Space-Time Prediction

Bike Share Demand Forecasting with Panel Data & Temporal Lags

Dr. Allison Lassiter

2026-04-07

Part 1: The Space-Time Challenge

Real-World Problem: Bike Rebalancing

The dreaded empty bikeshare station:

7-9 AM: Residential areas empty out → Downtown fills up
11 AM-2 PM: Lunch rush redistributes bikes
4-6 PM: Reverse commute → Downtown empties
Challenge: How do we get bikes where they’ll be needed before demand hits?

Why This Matters for Policy

Operational question:

“At 6:00 AM, which stations will run out of bikes by 8:00 AM?”

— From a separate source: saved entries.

PR #277, opened 2015-11-23
[MRG+1] Do not swallow PicklingError during hash

### LINKED ISSUE #274: Surprising behaviour when one of the cached function arguments is not picklable
As reported by @arthurmensch. When one of the arguments is not picklable, the cached function result will only depend on the hash of all the arguments before the non picklable one.

A simple snippet to show the problem:
```python
import joblib

mem = joblib.Memory('/tmp/joblib')

@mem.cache()
def f(a, b):
    return b

non_picklable = lambda: None
print(f(non_picklable, 'first'))
print(f(non_picklable, 'second'))
```

Output:
```
/home/lesteve/dev/joblib/joblib/hashing.py:62: UserWarning: PicklingError while hashing {'b': 'first', 'a': <function <lambda> at 0x7f400d7ec8c8>}: PicklingError("Can't pickle <function <lambda> at 0x7f400d7ec8c8>: it's not found as __main__.<lambda>",)
  warnings.warn('PicklingError while hashing %r: %r' % (obj, e))
[Memory] Calling __main__--tmp-test_hash_non_picklable_arguments.f...
f(<function <lambda> at 0x7f400d7ec8c8>, 'first')
________________________________________________________________f - 0.0s, 0.0min
first
/home/lesteve/dev/joblib/joblib/hashing.py:62: UserWarning: PicklingError while hashing {'b': 'second', 'a': <function <lambda> at 0x7f400d7ec8c8>}: PicklingError("Can't pickle <function <lambda> at 0x7f400d7ec8c8>: it's not found as __main__.<lambda>",)
  warnings.warn('PicklingError while hashing %r: %r' % (obj, e))
first
```

Why not just raise an exception in this case rather than returning a result with a warning that is almost certain to be ignored by the user ? @GaelVaroquaux @ogrisel.

lesteve:
Fixes #274.

### DIFF
--- a/joblib/hashing.py
+++ b/joblib/hashing.py
@@ -59,7 +59,8 @@ class Hasher(Pickler):
         try:
             self.dump(obj)
         except pickle.PicklingError as e:
-            warnings.warn('PicklingError while hashing %r: %r' % (obj, e))
+            e.args += ('PicklingError while hashing %r: %r' % (obj, e),)
+            raise
         dumps = self.stream.getvalue()
         self._hash.update(dumps)
         if return_digest:
--- a/joblib/test/test_hashing.py
+++ b/joblib/test/test_hashing.py
@@ -23,6 +23,7 @@ from nose.tools import assert_equal
 from joblib.hashing import hash, PY3
 from joblib.func_inspect import filter_args
 from joblib.memory import Memory
+from joblib.testing import assert_raises_regex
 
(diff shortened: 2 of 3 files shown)


lesteve:
@ogrisel @GaelVaroquaux any objections to merge this one?

GaelVaroquaux:
+1 to merge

Can’t wait for stations to empty before rebalancing
Must predict demand 1-2 hours ahead
Need to optimize truck routes based on forecasts

Your job: Build a system that predicts demand in space AND time

What Makes This Different?

Previous weeks (Weeks 5-7):

Cross-sectional prediction: predict 2024 house prices
Spatial features: crimes within 500ft, distance to downtown
Spatial fixed effects: neighborhood baseline differences

This week:

Panel data: Same stations observed over time
Temporal features: What happened last hour?
Space-time interaction: Different patterns by location AND time

Part 2: Understanding Panel Data

What is Panel Data?

Definition: Data that follows the same units over multiple time periods

Cross-sectional data:

Each row = one observation
House prices in 2024
One snapshot in time

Panel data:

Each row = unit × time period
Station × hour combinations
Repeated observations

Example: Bike Share Panel

# Cross-sectional: One row per station
Station_A, May_2018, 4,250_total_trips
Station_B, May_2018, 2,100_total_trips

# Panel: One row per station-hour
Station_A, May_1_08:00, 12_trips
Station_A, May_1_09:00, 15_trips
Station_A, May_1_10:00,  8_trips
Station_B, May_1_08:00,  5_trips
Station_B, May_1_09:00,  7_trips

Key insight: Now we can see how demand changes WITHIN stations over time

Panel Data Structure

Station ID	Date-Hour	Trip Count	Temperature	Day of Week
1	2018-05-01 08:00	12	65°F	Tuesday
1	2018-05-01 09:00	15	67°F	Tuesday
1	2018-05-01 10:00	8	69°F	Tuesday
2	2018-05-01 08:00	5	65°F	Tuesday
2	2018-05-01 09:00	7	67°F	Tuesday

Each row = station-hour observation with features and outcome

Part 3: Binning Data into Time Intervals

Why Bin the Data?

Raw trip data:

Trip 1: Started at 8:05:23 AM
Trip 2: Started at 8:07:41 AM
Trip 3: Started at 8:15:12 AM
Trip 4: Started at 8:23:08 AM

Problem: Every trip starts at a unique timestamp
Can’t aggregate or find patterns at the second-level
Solution: Group trips into uniform time intervals (bins)

Binning in Practice

Hourly binning:

# All trips between 8:00-8:59 AM → "08:00" bin
dat <- dat %>%
  mutate(interval60 = floor_date(ymd_hms(start_time), unit = "hour"))

Result:

Trip at 8:05 AM → 08:00 bin
Trip at 8:23 AM → 08:00 bin
Trip at 9:07 AM → 09:00 bin

Now we can count: “Station A had 15 trips in the 8:00 AM hour”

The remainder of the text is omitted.